Don't be Diogenes. Be Alexander.

Diogenes of Sinope is often painted as the ultimate ancient rebel—a ragged philosopher who lived in a barrel and scorned all social norms with biting wit and defiant gestures. But let’s be real: Diogenes was, in many ways, just an angsty contrarian with a superiority complex. He spent his life in performative poverty, sneering at everyone else’s ambitions while never building anything himself. The famous story where Alexander the Great approaches him and Diogenes tells him to “stand out of my sunlight” is likely apocryphal—no credible source from Alexander’s time confirms it. It feels more like a philosopher’s fanfic than history. The idea that this moment was Diogenes "putting Alexander in his place" mostly flatters modern sensibilities about individualism, not ancient realities.

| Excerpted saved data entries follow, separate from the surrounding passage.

PR #20, opened 2019-09-25
Replaces assert (True) in multiline webgateway tests, flake8

manics:
Replaces assert (True) in multiline webgateway tests
Add flake8 (somehow got lost), version is 2.4.0 to match https://github.com/ome/openmicroscopy/blob/v5.5.1/Dockerfile#L32


joshmoore:
Changes all make sense and look fine. I do wonder if the flake call shouldn't be in tox though. I'm trying that now on the omero-py repository. I'll open a comparison PR.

Diogenes’ entire shtick only works if there’s an audience. Take away the crowd, the social norms he's reacting against, and the spectacle loses all weight. He didn’t live in isolation to quietly seek truth like other ascetics; he performed his poverty in the middle of the polis. He mocked passersby, defied customs, and “philosophized” through provocation. But if no one’s around to scoff at or scandalize, what’s left? A man barking at statues and sleeping in a jar, not a sage but a sideshow. His philosophy was parasitic on the very society he claimed to reject—he needed the marketplace to mock it, needed others to feed him so he could reject wealth. Without spectators, his life becomes not a critique, but just noise.

Meanwhile, Alexander didn’t just sit around making cynical quips—he lived an astonishingly full life. He conquered most of the known world by age 30, forged alliances, made enemies who respected him, and immersed himself in different cultures. He studied under Aristotle, arguably the greatest philosopher of the time, and he applied that philosophical training in real-world strategy, diplomacy, and leadership. Sure, he wasn’t sleeping in a clay pot, but he was thinking deeply while actually doing something. Diogenes’ only real claim to greatness is that he lived like nobody else wanted to, and then acted smug about it. If the measure of a life well lived is to touch the lives of many, to leave a mark on history, and to test your ideals in action—Alexander wins, no contest.

Alexander achievements didn't rely on anyone else clapping. His life had structure, ambition, and consequence—with or without a crowd. His name still echoes not because of a single snappy quote, but because he reshaped the world map, spread ideas across continents, and changed the course of history. Diogenes, without Athens or Corinth to heckle, is just a guy refusing to bathe and calling it wisdom. Strip away the audience, and the “great” Cynic becomes a lonely man with a superiority complex, shouting into the void.

The point is:

People shouldn’t glorify or romanticize lives of detachment, isolation, or contrarianism as inherently wiser or more “authentic.” Hiding from the world and scorning participation doesn’t make someone profound—it often just signals fear, bitterness, or self-importance disguised as insight. Life’s meaning isn’t discovered by standing off to the side and criticizing everyone else’s choices; it’s forged in engagement, in striving, in risking failure and connection. It’s easy to claim moral or intellectual superiority from the sidelines, but real growth—and real impact—comes from stepping into the arena, building relationships, creating, collaborating, and yes, sometimes compromising. If you think you’re better than the world, prove it by helping make it better, not by disappearing from it or by rejecting it.